# First Week of Gag & ARS Season



## Harbison (Apr 18, 2012)

:thumbup: First Week of Gag & ARS Seaon

For the first time in years both American red snapper and gag grouper season will open June first. The Florida Fisherman ll, Hubbard's Marina, will be leaving on a 39 hour Middle Grounds and vicinity trip Tuesday, May 31, in search of American reds, gags, and a lot more. Providing pictures for this highly anticipated trip will be the fine folks at 'Head First Fishing.' 
We are ready, let's go!
The before dawn Wednesday morning bite was strong. Look at the size of those mangrove snapper:







What an honor having ladies on the Florida:



One more gag before the sun comes up:

We have been waiting a long time for this:








We may not be able to keep AJ's, but they sure are fun to catch:

Did you know that vermilion (beeliner) snapper can be caught in waters from a little over 100 feet to almost 1,000? Talk about good eating, they are GREAT!


The deep water kings run big:


Huge mangrove snapper are a real prize night or day:

Guys, I will be the first to admit...I do not know what kind of fish this is. HELP!

Thanks Head First Fishing. The pictures are great and really appreciated.
OK! My turn. Friday, June 3. Let's go get 'um!
Now that looks good:


Mr. John Martin is the resident fishing advisor on the extended Florida Fisherman ll trips. Guys, I have know many excellent fishermen in my 50+ years of offshore fishing. John Martin is as good as they come. How much is John appreciated on the Florida? Take a look:
"Two high lights of the night for me came first when I worked with a whole family (husband, wife and son) that were fishing together and had never done this type trip before. After about 10 minutes of work they began to catch Mangos. By sun up they had about 20 nice Goozers between them along with some Porgies and a nice Scamp. They were here on vacation and were so happy that when they saw me Friday afternoon they shouted at me from across the street, crossed over and thanked me for my help"
'High lights' number two:
"The second experience happened as I was walking around checking with people when a gentleman stopped me and said “I hear you are the Gag slayer” I told him well I’ve caught a few. He asked me if I’d show him so I started giving him some pointers. He said no show me by catching one. I went and got my rod and as big of a Threadfin I could find. As I dropped it down I said Gags bite better during the day so no promises. After what seemed like 5 minutes Bang! I kid you not I reeled up a Gag in the 20 LB. range. The guy was speechless but was very happy when I said here’s your first now the next three are on you. Thank you fish Gods =) " Mr. John Martin


----------



## Harbison (Apr 18, 2012)

John teaches and leads by example:

Let's catch a few more mangos before the sun comes up:

I love hunting every bit as much as fishing. As with fishing, I demand only the best. My late wife, Thelma, and I were members of Buck & Boar Hunting Club for twenty years. Family owned and operated B&B was, and still is, the best of the best. The Todd family originated and still runs this premier hunting club. It was a real honor to welcome son, 'Little Bill' Todd, on the Florida this weekend.
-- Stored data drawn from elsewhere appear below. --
PR #467, opened 2017-02-27
Black theme and code improvement

ksyko:
Removed ThemeableActivity to set theme. Instead using static method to set theme (util/ThemeHelper).


KeizerDev:
Please pull from `TeamNewPipe:master`

theScrabi:
Seems like we've worked on channel activity at the same time :P
merged anyway.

Talk about shows, Little Bill put on one few will ever forget. Bill wanted a nice gag grouper so bad he could taste it. Finally! An opportunity. Oh No! Half way through the fight Bill's trusty rod breaks. This is going to require a total team effort:

Bill pulls the mighty fish in, inch by inch, by hand; Captain Garett reels in the loose line; Will is on gaff duty. Finally! color. Just as Will 'attempts' to gaff the large gag, the line breaks; barotrauma brings Bill's trophy to the surface; it floats away. Instantly Captain Garett makes an accurate cast hooks the large grouper and reels it in. Will gaffs the beautiful gag. Talk about total team effort. (watch Little Bill's great fight 4:02 minutes into the video at the end of this report:

Wow! talk about a big smile. There is one happy camper:

Once again, Mr. John Martin leads by example. What a welcome edition to our total fishing experience. Want to learn from the master? John is always more than willing to help in any way he can: 


We learned our lesson well:






Now there is a sight to behold:

Looks like the 'toothy' critters are hungry also.
Nice king:

Nice Wahoo:

Now there is a scamp anyone would be proud of:

Look at the color on that red grouper:

And we thought the vermilion snapper we saw earlier were big:

The mangrove snapper are getting even bigger. No! That's not a cubera:

The 'First Week of Gag & ARS Season' has really been great. Unfortunately ARS season is, once again this year, short, but we can keep gags for the rest of the year. 
Late Saturday evening. The heavens are on fire:


After a 'Jersey Girl' Tammy seasoned to perfection center cut pork chop dinner it's time to hit the bunks:
Hold on! One more great fight before bed time. As he so often does, Mr. Eddie Sumrall is at it again. Watch the great tuna fight 8:40 minutes into the video:

Take us home Captain John. Next stop Madeira Beach, Florida.
Now that was one quick, comfortable, night. Here goes the smiles again:

Let's check on the 'in the money' jack pot winners and head home:

Be sure to check out the short, action packed, video of our trip:

https://youtu.be/TPhXVQhV7sU

Thanks again to Head First Fishing for providing such excellent pictures of the Tuesday 39 hour first day of ARS & Gag season opener. 
Bob Harbison Florida Outdoor Writers Association


----------



## dustyflair (Nov 11, 2011)

Absolute beatdown on the fish!!!


----------



## WAReilly (Jun 2, 2014)

That looks like a scamp or maybe a yellow mouth grouper to me.


----------



## WAReilly (Jun 2, 2014)

Great catch.


----------



## Harbison (Apr 18, 2012)

Thanks! What an honor sharing with our North Florida friends.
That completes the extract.